[ale] Palladium/MS: ideas for retaliation - WAY OT now!!!
James P. Kinney III
jkinney at localnetsolutions.com
Thu Jun 27 21:56:27 EDT 2002
On Thu, 2002-06-27 at 19:21, Greg wrote:
> As it would not change anything I refrain from any other comments, though I
> would like it if, considering I have no kids, not to be taxed mightily on my
> property for money to be spent on those who do have kids, though I suppose
> if I had a large family (family > 12) it would be a bargain ... again,
<salty-wound, raw-nerve rant>
The kid who is educated today at the expense of every taxpayer,
childless or not, may be the genius who discovers the cure for
Alzheimer's, or AIDS, or cancer, or develops the perfect, non-polluting
energy source.
The kid who is _not_ educated today has a great chance of becoming the
asshole who burglarizes your home, or shoots you for the $50 you just
pulled from the ATM.
I would gladly pay double my tax rate on my home to better fund the
education system of Dekalb county. I absolutely seethe at the
discussions from people who want to cut taxes and in the next breath
bitch and moan about "how hard it is to get good help these days".

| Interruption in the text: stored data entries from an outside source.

PR #2, opened 2021-03-05
Add unit tests and CI

jacobperron:
Adding unit tests and CI (for posterity).

### DIFF
--- a/test/domain_bridge/test_domain_bridge.cpp
+++ b/test/domain_bridge/test_domain_bridge.cpp
@@ -1,0 +1,179 @@
+// Copyright 2021, Open Source Robotics Foundation, Inc.
+//
+// Licensed under the Apache License, Version 2.0 (the "License");
+// you may not use this file except in compliance with the License.
+// You may obtain a copy of the License at
+//
+//     http://www.apache.org/licenses/LICENSE-2.0
+//
+// Unless required by applicable law or agreed to in writing, software
+// distributed under the License is distributed on an "AS IS" BASIS,
+// WITHOUT WARRANTIES OR CONDITIONS OF ANY KIND, either express or implied.
+// See the License for the specific language governing permissions and
+// limitations under the License.
+
+#include <gmock/gmock.h>
+#include <gtest/gtest.h>
+
+#include <memory>
+#include <string>
+
+#include "rclcpp/context.hpp"
+#include "rclcpp/executors/single_threaded_executor.hpp"
+
+#include "domain_bridge/domain_bridge.hpp"
+
+class TestDomainBridge : public ::testing::Test
+{
+protected:
+  static void SetUpTestCase()
+  {
+    rclcpp::init(0, nullptr);
+  }
+
+  static void TearDownTestCase()
+  {
+    rclcpp::shutdown();
+  }
+};
+
+TEST_F(TestDomainBridge, construction_destruction)
+{
+  // Default
+  {
+    domain_bridge::DomainBridge bridge;
+  }
+  // With options
+  {
+    domain_bridge::DomainBridge bridge(domain_bridge::DomainBridgeOptions());
+  }
+}
+
+TEST_F(TestDomainBridge, get_options)
+{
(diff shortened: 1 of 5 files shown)


test/domain_bridge/test_domain_bridge.cpp
```diff
@@ -0,0 +1,179 @@
...
+}
+
+TEST_F(TestDomainBridge, bridge_topic_invalid)
+{
+  // Invalid topic name
+  {
+    domain_bridge::DomainBridge bridge;
+    EXPECT_THROW(
+      bridge.bridge_topic("Not a v@lid topic name!", "test_msgs/msg/BasicTypes", 1, 2),
+      rclcpp::exceptions::InvalidTopicNameError);
```
jacobperron, line 109: I'd like to catch and throw exceptions defined in the `domain_bridge` namespace, for all invalid cases here that are throwing.
I'll do that in a separate PR if that sounds good to others.

mjeronimo: That's an interesting question, in general. The benefits of doing it that way include having a nice, clean abstract interface which includes domain_bridge-specific exceptions (only). However, with C++, if one relies on other libraries in the implementation, it's very hard to know which exceptions might be thrown. So, there's no guarantee to the user of this class that the provided exceptions are the only ones that might be thrown (unless you do something like catch (...)). Also, another drawback is having to catch exceptions in the implementation and then throwing semantically equivalent exceptions in the domain bridge namespace. I've typically approached catching exceptions with the idea that one should catch an exception if the code at that point can do something about the exception, otherwise, let it pass and maybe someone else along the call stack will handle it. So, I'm kind of ambivalent about which way to go. I lean towards your recommendation, but if we go that way, I think we should do this consistently with other ROS2 modules.

jacobperron: Good points. My initial thought was to provide a cleaner interface as you describe, but it's true it's difficult to account for all possible exceptions thrown by the underlying libraries. At the very least, I think we can make the interface a bit tidier for common/obvious error cases (like invalid topic or type names).

mjeronimo: Yes, agreed.

ivanpauno: IMHO, not catching these `rclcpp` exceptions is ok, they have pretty clear meaning already

test/domain_bridge/test_domain_bridge.cpp
```diff
@@ -0,0 +1,179 @@
...
+  {
+    domain_bridge::DomainBridge bridge;
+    EXPECT_THROW(bridge.bridge_topic("foo", "not a valid message type", 1, 2), std::runtime_error);
+  }
+  // Same bridge twice
+  {
+    testing::internal::CaptureStderr();
+    domain_bridge::DomainBridge bridge;
+    bridge.bridge_topic("foo", "test_msgs/msg/BasicTypes", 1, 2);
+    bridge.bridge_topic("foo", "test_msgs/msg/BasicTypes", 1, 2);
```
ivanpauno, line 121: shouldn't this throw an exception?

ivanpauno (approved):

test/domain_bridge/test_domain_bridge.cpp
jacobperron: Bridging the same topic/type for the same domains is essentially a noop. I originally was throwing an exception, though after your suggestion in https://github.com/ros2/domain_bridge/pull/1#discussion_r583752870, I switched to a warning, which seems reasonable to me since I don't think it is going to cause any severe errors.

ivanpauno: Sounds fine to me.
I think my original comment was because the first implementation didn't support bridging the same topic to two different domains, but I don't mind much.

jacobperron:
Cleaned up the commits to keep tests and CI as separate changes.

I would gladly suffer a tripling of my property taxes if it was used to
hire people who had a college degree in something other than education
to replace those who took the easy route and majored in education. As I
have had the distinct pleasure of teaching education majors who were
working on a masters degree, I know now the decrepit state of affairs of
the education system in this country.
I would vigorously support a $1-$5 per ticket additional surcharge on
sporting events tickets and movie tickets if the money was sent directly
to the ticket purchasers school district of choice. Far too many kids
(and parents) count on that athletic program or that beauty contest for
their future.
In this country, we pay the lowest percentage of our per capita income
to taxes than any other industrialized country.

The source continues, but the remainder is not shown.